What needs to be done — Scan the entries below for the word "fabricbot". Copy each line that has it.
*-*-*
PR #4352, opened 2023-09-04
Major update to the logging generator.

geeknoid:
- Now has full support for modern data classifications, including combined data classifications (where two annotations apply to the same piece of state).

- Fix some bugs around putting spurious @ in logging property names in certain cases.

- Improved many error paths by eliminating cascading errors. You now tend to just get one clean error.

- Simplify [LogProperties] and create the [TagProvider] attribute. Both features are orthogonal, they should never have been provided by a single attribute.

- Dynamically adjust the name of the generated static variables in order to avoid conflicts with user-created symbols.

- Harmonize transitive behavior. When you apply [LogProperties] on a parameter, it results in a one level deep iteration of the parameter's properties. If you want to go deeper, you need to apply [LogProperties] on each property you want to go deeper on. At any point, you can apply [TagProvider] to invoke user-controlled code instead of using the automatic way.

- Rename LogPropertiesAttribute.OmitParameterName to OmitReferenceName since the attribute can now be used on properties as well as parameters.

- Fully support the LoggerMessageAttribute constructors. Prior logic was still based on the similar-but-different LogMethodAttribute and was therefore missing a few corner cases.

###### Microsoft Reviewers: [Open in CodeFlow](https://portal.fabricbot.ms/api/codeflow?pullrequest=https://github.com/dotnet/extensions/pull/4352)


tekian (approved):

src/Generators/Microsoft.Gen.Logging/Emission/Emitter.Method.cs
```diff
@@ -348,43 +389,68 @@ void GenPropertyLoads(LoggingMethod lm, string stateName, out int numReservedUnc
...
-                                : string.Empty;
+                            var value = member.IsEnumerable
+                                ? $"{LoggerMessageHelperType}.Stringify({accessExpression})"
+                                : ts;
 
-                            OutLn($"{skipNull}{stateName}.AddClassifiedTag(\"{propName}\", {value}, {classification});");
+                            if (member.PotentiallyNull && !member.IsEnumerable)
+                            {
+                                OutOpenBrace();
+                                OutLn($"var {tmpVarName} = {value};");
```
xakep139, line 435: Shouldn't we check whether an `IEnumerable` member is `null` before strigifying it?

src/Generators/Microsoft.Gen.Logging/Model/LoggingMethodParameterExtensions.cs
```diff
@@ -38,10 +36,10 @@ internal static class LoggingMethodParameterExtensions
     {
         foreach (var propertyToLog in propertiesToLog)
         {
-            if (propertyToLog.TransitiveMembers.Count > 0)
+            if (propertyToLog.Properties.Count > 0)
```
xakep139, line 39: nit: Use `HasProperties` here?

src/Generators/Microsoft.Gen.Logging/Parsing/DiagDescriptors.cs
```diff
@@ -212,4 +212,22 @@ internal sealed class DiagDescriptors : DiagDescriptorsBase
...
+        category: Category);
+
+    public static DiagnosticDescriptor TagProviderInvalidUsage { get; } = Make(
+        id: "LOGGEN033",
+        title: Resources.TagProviderInvalidUsageTitle,
+        messageFormat: Resources.TagProviderInvalidUsageMessage,
+        category: Category);
+
+    public static DiagnosticDescriptor InvalidAttributeUsage { get; } = Make(
+        id: "LOGGEN033",
```
xakep139, line 229: Should be `LOGGEN034`

src/Generators/Microsoft.Gen.Logging/Parsing/Resources.resx
```diff
@@ -309,4 +303,28 @@
   <data name="TemplateStartsWithAtSymbolTitle" xml:space="preserve">
     <value>A logging message template starts with "@"</value>
   </data>
+  <data name="CantUseDataClassificationWithLogPropertiesOrTagProviderMessage" xml:space="preserve">
+    <value>Cant combine the [LogProperties] or [TagProvider] attributes with data classification attributes</value>
+  </data>
+  <data name="CantUseDataClassificationWithLogPropertiesOrTagProviderTitle" xml:space="preserve">
+    <value>Cant combine the [LogProperties] or [TagProvider] attributes with data classification attributes</value>
```
xakep139, line 310: `Can't`?

src/Generators/Microsoft.Gen.Logging/Parsing/Resources.resx
```diff
@@ -309,4 +303,28 @@
   <data name="TemplateStartsWithAtSymbolTitle" xml:space="preserve">
     <value>A logging message template starts with "@"</value>
   </data>
+  <data name="CantUseDataClassificationWithLogPropertiesOrTagProviderMessage" xml:space="preserve">
+    <value>Cant combine the [LogProperties] or [TagProvider] attributes with data classification attributes</value>
```
xakep139, line 307: `Can't`?

src/Generators/Microsoft.Gen.Logging/Parsing/Resources.resx
```diff
@@ -309,4 +303,28 @@
...
+    <value>Can only have one of [LogProperties], [TagProvider], and [LogPropertyIgnore]</value>
+  </data>
+  <data name="CantMixAttributesTitle" xml:space="preserve">
+    <value>Can only have one of [LogProperties], [TagProvider], and [LogPropertyIgnore]</value>
+  </data>
+  <data name="TagProviderInvalidUsageMessage" xml:space="preserve">
+    <value>Parameter "{0}" is annotated to use a tag provider but it has special semantics (ILogger, LogLevel, Exception, etc.)</value>
+  </data>
+  <data name="TagProviderInvalidUsageTitle" xml:space="preserve">
+    <value>Method parameter can't be used for with a tag provider</value>
```
xakep139, line 322: `Method parameter can't be used with a tag provider`? (without `for`)

src/Generators/Microsoft.Gen.Logging/Parsing/Resources.resx
```diff
@@ -309,4 +303,28 @@
...
     <value>A logging message template starts with "@"</value>
   </data>
+  <data name="CantUseDataClassificationWithLogPropertiesOrTagProviderMessage" xml:space="preserve">
+    <value>Cant combine the [LogProperties] or [TagProvider] attributes with data classification attributes</value>
+  </data>
+  <data name="CantUseDataClassificationWithLogPropertiesOrTagProviderTitle" xml:space="preserve">
+    <value>Cant combine the [LogProperties] or [TagProvider] attributes with data classification attributes</value>
+  </data>
+  <data name="CantMixAttributesMessage" xml:space="preserve">
+    <value>Can only have one of [LogProperties], [TagProvider], and [LogPropertyIgnore]</value>
```
xakep139, line 313: Does it make sense to have `LogPropertyIgnore` since we don't do transitive traversal by default?

src/Generators/Microsoft.Gen.Logging/Emission/Emitter.Method.cs
geeknoid: Indeed, nice catch!

src/Generators/Microsoft.Gen.Logging/Parsing/DiagDescriptors.cs
geeknoid: Another good catch!

src/Generators/Microsoft.Gen.Logging/Parsing/Resources.resx
geeknoid: For a given property, you can ask:

* Output the property's string (no attribute)
* Ignore this property and don't output it (LogPropertyIgnore)
* Output the properties of the property's object (LogProperties)
* Invoke the tag collector to get properties for the property's object (TagProvider)

So I think they're all mutually-exclusive.

xakep139: Ah, I see

PR #4355, opened 2023-09-05
Rename Metering to Metrics

### LINKED ISSUE #4048: Rename Metering->Metrics
.NET uses the terms "Metrics" in our namespaces. Dotnet/extensions currently uses the term "Metering". We should converge to "Metrics" both to match existing namespaces and the industry more generally.

geeknoid:
Fixes #4048 

###### Microsoft Reviewers: [Open in CodeFlow](https://portal.fabricbot.ms/api/codeflow?pullrequest=https://github.com/dotnet/extensions/pull/4355)


joperezr (approved):
LGTM from a very quick glance. Seems like this also changed properties inside targets which are used for various things like generating reports and such, which I'm assuming won't be caught by CI if broken. Were you able to test those targets to ensure things still work as expected?

geeknoid:
Yeah, everything seems to be working.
*-*-*
Answer space —
###### Microsoft Reviewers: [Open in CodeFlow](https://portal.fabricbot.ms/api/codeflow?pullrequest=https://github.com/dotnet/extensions/pull/4352)
###### Microsoft Reviewers: [Open in CodeFlow](https://portal.fabricbot.ms/api/codeflow?pullrequest=https://github.com/dotnet/extensions/pull/4355)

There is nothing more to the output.